The central problem was an analytics API spiraling out of control. Our multi-tenant platform dumps billions of events into a central data lake built on S3 with Apache Iceberg tables. Initially, the business intelligence team was the only consumer, using Trino directly. Then came the demand for customer-facing dashboards. The first iteration involved bespoke REST endpoints for each chart. GET /api/v1/reports/tenant/{tenantId}/sales-summary
. This quickly became a maintenance nightmare. Every new filter, every new data point required a new endpoint or polluting an existing one with query parameters.
GraphQL was the logical next step for its flexibility. A single endpoint could serve countless variations of data requests. The technical hurdle, however, was security. In a shared data lake, a single mistake in a GraphQL resolver could expose Tenant A’s data to Tenant B. A simple WHERE tenant_id = ?

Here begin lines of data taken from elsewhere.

Issue #834, opened 2020-11-24
Import of large VCF file (500+ contacts) - errors out on some


castaway:
Weirdly this works on dev (although it does take a good number of minutes), on prod we get timeouts on some of the "saveContact" calls (we are parsing the file and then calling saveContact for each individual entry)

We also then (at the same time) run a contacts sync (500x times), once per item in the file

gtandersen:
@castaway Is this still occurring in prod?

castaway:
Haven't tried it myself, but I imagine so..

PR #835, opened 2020-11-24
fix(contacts): Only sync once during import of many contacts

castaway:
Attempting to run all contact imports, then do the reload() rather than one per contact (which is a bit crazy for a large import)


castaway:
Should assist with, but may not actually fix, #834

tadzik (approved):

PR #837, opened 2020-11-25
style(start): Improve responsivity for mobile screens

kvviecien:
Mobile view fixed. 
Also commented out the "panel controls" from the view because they had no function yet.

<kbd></kbd>


gtandersen (approved):
Looks great @kvviecien!

tadzik:
Looks good :)

I wonder if in mobile view a dropdown `<select>` wouldn't be easier to use than the MaterialTabs we're currently using – though that's probably a more involved change so we can try this later if needed.

PR #838, opened 2020-11-26
fix(start): Fix case sensitivity for address matching

kvviecien:
If the email we received was sent to us with some capitalized letters in the address i.e. `ABC@runbox.com`, the overview didn't know it's our address and was showing it instead of the sender's email address.

### DIFF
--- a/src/app/start/startdesk.component.ts
+++ b/src/app/start/startdesk.component.ts
@@ -75,7 +75,7 @@ export class StartDeskComponent implements OnInit {
 
     ngOnInit() {
         this.rmmapi.getFromAddress().subscribe(
-            froms => this.ownAddresses.next(new Set(froms.map(f => f.email))),
+            froms => this.ownAddresses.next(new Set(froms.map(f => f.email.toLowerCase()))),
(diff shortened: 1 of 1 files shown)


tadzik:
Are we `.toLowerCase`-ing ownAddresses as well when it's being loaded? Not sure where these come from, but it'd probably a good idea to lowercase these too.

src/app/start/startdesk.component.ts
```diff
@@ -75,7 +75,7 @@ export class StartDeskComponent implements OnInit {
 
     ngOnInit() {
         this.rmmapi.getFromAddress().subscribe(
-            froms => this.ownAddresses.next(new Set(froms.map(f => f.email))),
+            froms => this.ownAddresses.next(new Set(froms.map(f => f.email.toLowerCase()))),
```
kvviecien, line 78: I `.toLowerCase`-d the froms in ownAddresses while they're being loaded for this component as well now. Could save some issues with matching/filtering in the future. Thanks @tadzik :)

tadzik (approved):

PR #855, opened 2020-12-11
Hernan604/dynamic builder

hernan604:
recursively builds html from data structures


gtandersen (approved):
Very cool @hernan604!

Issue #858, opened 2020-12-21
Empty Trash does not work


davidbowdley:
The Empty Trash feature has stopped working.

castaway:
Hmm, not everywhere / for everyone it seems, mine is working, which makes it harder to debug..

castaway:
Hunting around in sentry error list, I see lots of evidence though - 504, 414 and 400 errors preventing deletes - I think we shouuld create an API call for "emptytrash" instead of passing a whole long list of email ids.

PR #859, opened 2020-12-22
fix(mailview): Delete trash more efficiently (with less errors)

castaway:
Fixes: #858

Also added: updates to local index so that the changes are seen faster.

Not working (how on does this work when we delete using the canvas pop up menu?) - removing items from the canvas, if we open the Trash folder, then hit the "empty trash" button on the folder

### DIFF
--- a/src/app/app.component.ts
+++ b/src/app/app.component.ts
@@ -513,16 +513,24 @@ export class AppComponent implements OnInit, AfterViewInit, CanvasTableSelectLis
     });
   }
 
-  async emptyTrash(trashFolderName: string) {
-    console.log('found trash folder with name', trashFolderName);
+  async emptyTrash(trashFolder: FolderListEntry) {
+    console.log('found trash folder with name', trashFolder.folderName);
     const messageLists = await this.rmmapi.listAllMessages(
       0, 0, 0,
       RunboxWebmailAPI.LIST_ALL_MESSAGES_CHUNK_SIZE,
-      true, trashFolderName
+      true, trashFolder.folderName
     ).toPromise();
-    await this.rmmapi.deleteMessages(messageLists.map(msg => msg.id)).toPromise();
+
+    // remove local copies
+    this.searchService.deleteMessages(messageLists.map((msg) => msg.id));
+    this.searchService.updateIndexWithNewChanges();
+    // empty remote folder
+    await this.rmmapi.emptyFolder(trashFolder.folderId).toPromise();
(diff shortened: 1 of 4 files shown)


src/app/app.component.ts
```diff
@@ -513,16 +513,22 @@ export class AppComponent implements OnInit, AfterViewInit, CanvasTableSelectLis
...
-      true, trashFolderName
+      true, trashFolder.folderName
     ).toPromise();
-    await this.rmmapi.deleteMessages(messageLists.map(msg => msg.id)).toPromise();
+
+    // remove local copies
+    this.searchService.deleteMessages(messageLists.map((msg) => msg.id));
+    this.searchService.updateIndexWithNewChanges();
+    // empty remote folder
+    await this.rmmapi.emptyFolder(trashFolder.folderId);
```
tadzik, line 528: this is missing a `toPromise()` to be effective (`emptyFolder()` returns an Observable).

tadzik (commented):
Here's a bunch of fixes I put together for it: `this.messagelistservice.setCurrentFolder()` seems like the easiest way to make it reload trash contents, which will then show up empty. It gets harder if you're just deleting individual messages from trash though – in that case I think we'll have to craft a bunch of changes and feed them to messagelistservice's `applyChanges()`.

There's another bug I've noticed though (which you may or may not want to fix here): moving messages to trash doesn't actually change the folder counter on the Trash (emptying the trash works fine, thanks to the `refreshFolderList()` you've included.

```
diff --git a/src/app/app.component.ts b/src/app/app.component.ts
index 7ec9a36..e277ca2 100644
--- a/src/app/app.component.ts
+++ b/src/app/app.component.ts
@@ -525,8 +525,9 @@ export class AppComponent implements OnInit, AfterViewInit, CanvasTableSelectLis
     this.searchService.deleteMessages(messageLists.map((msg) => msg.id));
     this.searchService.updateIndexWithNewChanges();
     // empty remote folder
-    await this.rmmapi.emptyFolder(trashFolder.folderId);
+    await this.rmmapi.emptyFolder(trashFolder.folderId).toPromise();
     // update local copies
+    this.messagelistservice.setCurrentFolder(trashFolder.folderName);
     this.messagelistservice.refreshFolderList();
     console.log('Deleted from', trashFolder.folderName);
   }
```

src/app/app.component.ts
castaway: Added, thanks!

tadzik (approved):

check at the top level wasn’t sufficient. Our product required fine-grained permissions: certain user roles could only see specific columns (e.g., a ‘Sales Rep’ role can’t see profit_margin
), and some roles had further row-level restrictions (e.g., a ‘Regional Manager’ can only see data for their assigned region). Hardcoding this logic in resolvers was a non-starter; it would create an unmaintainable mess of if/else
statements.
Our concept was to decentralize the permission definition while centralizing enforcement. We decided to embed a user’s data access policy directly into their JSON Web Token (JWT) during the authentication flow. This policy would be a declarative JSON object specifying exactly what they are allowed to see. The GraphQL layer’s sole responsibility would then be to parse this policy and dynamically construct a provably secure SQL query to execute against our Trino data lake. This approach turns the API layer into a sophisticated, policy-aware query translator.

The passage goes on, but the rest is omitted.